Me llevé las manos a la boca y mi cara enrojeció al darme cuenta que la canción no solo se había quedado en mi cabeza. Completamente apenada dirigí mi vista a Hyakkimaru para ver como este reía dulcemente en voz baja. Solo lo hizo por unos segundos, después abrió mucho sus ojos y estos brillaron de manera interesada.

— Dororo, vuelve a cantar eso, pero ahora hazlo más lento.

— ¿Por qué? ¡No me hagas hacer cosas vergonzosas! —Reclamé levantando mi puño de manera amenazadora—.

— Solo hazlo, por favor…

Me suplicó con una pequeña sonrisa, torcí la boca y lo miré no muy convencida. No se rindió, cambió a una mirada de cachorrito tierno, agh, era imposible, si me miraba así no me quedaba otro remedio que hacerlo.

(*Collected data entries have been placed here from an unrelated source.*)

PR #5861, opened 2025-10-02
Build release APK on PR

TimoPtr:
## Checklist

## Any other notes

For now I decided to not store the APK generated since ppl might install them and we don't want people to install the app from a PR they should do it from the release.

### DIFF
--- a/.github/workflows/pr.yml
+++ b/.github/workflows/pr.yml
@@ -187,7 +187,22 @@ jobs:
         with:
           cache-encryption-key: ${{ secrets.GRADLE_ENCRYPTION_KEY }}
           mock-google-services: "true"
+      - name: Generate dummy keystore
+        run: |
+          keytool -genkeypair -v \
+          -alias androiddebugkey \
+          -keyalg RSA \
+          -keysize 2048 \
+          -validity 10000 \
+          -keystore /home/runner/work/android/android/app/release_keystore.keystore \
+          -dname "CN=Android CI Debug, O=Android, C=FR" \
+          -storepass android \
+          -keypass android
       - name: Build Release
+        env:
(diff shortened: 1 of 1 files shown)


jpelgrom:
Did you consider waiting on ktlint to complete successfully, to avoid unnecessary builds/resource usage? Other than the flaky tests ktlint is the most common other failure, and a ktlint failure always needs to be resolved before continuing.

TimoPtr:
> Did you consider waiting on ktlint to complete successfully, to avoid unnecessary builds/resource usage? Other than the flaky tests ktlint is the most common other failure, and a ktlint failure always needs to be resolved before continuing.

Indeed we could since today the pipeline duration doesn't seem to be a blocker. I'll update also for pr_build

jpelgrom:
> Indeed we could since today the pipeline duration doesn't seem to be a blocker.

Not a technical blocker, but we should try to keep it fast / parallel if reasonable. Waiting an hour for CI to complete isn't fun (see: recent flaky tests needing lots of retries).

TimoPtr:
> > Indeed we could since today the pipeline duration doesn't seem to be a blocker.
> 
> Not a technical blocker, but we should try to keep it fast / parallel if reasonable. Waiting an hour for CI to complete isn't fun (see: recent flaky tests needing lots of retries).

I used to try to target 30mn max. But TBH I didn't look how we are on the repo since it's mostly the two of us that are heavily using the CI.

TimoPtr:
I'm going to merge this PR and add a new one to modify the flow. I'm going to start ktlint right away instead of waiting for lockfile and yamllint. Doing this won't add any time to the build and will avoid unnecessary jobs if ktlint fails. I'm keeping lint out since it is quite long.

Hice tal cual lo que me dijo, repetí esa vergonzosa canción, pero esta vez pronunciando las palabras de una manera más lenta y clara. Al escucharme Hyakkimaru cerró sus ojos, mientras que con su dedo índice comenzó a golpear suavemente la mesa, era como si siguiera el ritmo de la canción.

— Bien, la tengo…

Susurró con una voz misteriosa para después sacar rápidamente un bolígrafo de su mochila y tomar una servilleta del restaurante. Con gran velocidad dibujó un pentagrama y comenzó a escribir unas notas musicales en ella.

— ¿Acaso acabas de hacer la partitura de esta canción tan tonta? —Pregunté llena de asombro—.

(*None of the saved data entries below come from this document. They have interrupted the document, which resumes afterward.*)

PR #5876, opened 2025-10-06
Make new onboarding available in debug

TimoPtr:
## Summary

This PR makes the changes to replace the `LaunchActivity` with `LauncherActivity` to finally be able to distribute a test APK to some ppl to validate the new flow.

Known issues/limitations
- Deep link `homeassistant://navigate` is not supported
- background and notification permissions are not requested properly in the flow
- Missing error screen (today snackbars, but some errors are going to be moved as full screen actionable errors)
- URL protection `most secure` is not yet enforced
- Changelog dialog is missing
- After deleting the only server connected to going back lead to a loader (also the case in prod)
- Server discovery hide existing server while adding a new server from the settings is not working (we see the server we are connected to if visible)
- Minimal build (without google services) is still asking for location tracking even if there is no location tracking available
- Buttons are not using the right size LARGE instead of MEDIUM
- Documentation for the new flow is not ready (links in the screen are probably wrong, help us finding the right section if it exists already 🙏🏻)
- We have some known leaks while reaching the WebView
- TV onboarding is not yet tested and adjusted

## Checklist

## Any other notes

I renamed the deeplinks to have an action in their name and be more generic.

### DIFF
--- a/app/src/main/kotlin/io/homeassistant/companion/android/onboarding/OnboardApp.kt
+++ b/app/src/main/kotlin/io/homeassistant/companion/android/onboarding/OnboardApp.kt
@@ -5,6 +5,7 @@ import android.content.Intent
 import android.os.Build
 import androidx.activity.result.contract.ActivityResultContract
 import io.homeassistant.companion.android.BuildConfig
+import io.homeassistant.companion.android.launch.intentLauncherOnboarding
 import io.homeassistant.companion.android.launch.intentLauncherWearOnboarding
 
 class OnboardApp : ActivityResultContract<OnboardApp.Input, OnboardApp.Output?>() {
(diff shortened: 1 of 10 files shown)


jpelgrom:
> Minimal build (without google services) is still asking for location tracking even if there is no location tracking available

This probably needs a bit more context than just hiding; using location for home network is still desirable.

> Buttons are not using the right size LARGE instead of MEDIUM

Fixed, other PR merged first.

TimoPtr:
> > Minimal build (without google services) is still asking for location tracking even if there is no location tracking available
> 
> This probably needs a bit more context than just hiding; using location for home network is still desirable.

Indeed, but not necessary for the first testing phase. (I'll do it before the release)


> 
> > Buttons are not using the right size LARGE instead of MEDIUM
> 
> Fixed, other PR merged first.

I updated the description 👍

app/src/main/kotlin/io/homeassistant/companion/android/onboarding/OnboardApp.kt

— Si, tenía curiosidad por ver como luciría la partitura de esta canción. —Respondió con una mirada obsesiva—.

— A esta partitura le hace falto algo…

— ¿Qué es?

Tomé la servilleta y comencé a escribir en ella, Hyakkimaru se acercó con curiosidad para ver lo que anotaba.

— ¡Listo! Es el nombre de la canción: "Canción de la hamburguesa".

— Es el nombre perfecto.

— Si quieres puedo cederte los derechos para que la toque Rainbow Tears, apuesto a que será todo un éxito.

— Seguro que esta será la canción que nos lance al estrellato.

Permanecimos unos segundos en silencio, cuando sin previo aviso los dos comenzamos a reír en voz alta de las bromas que acabábamos de hacer. Sin duda era irónico que dejando mis verdaderos sentimientos por Hyakkimaru a un lado fuera capaz de acercarme más a él. Ahora me sentía mucho más cómoda a su lado, los nervios y las inseguridades con el tiempo quedaron atrás, ya sin tener que preocuparme por impresionarlo podía comportarme como yo misma, en serio fue como quitarse un enorme peso de encima.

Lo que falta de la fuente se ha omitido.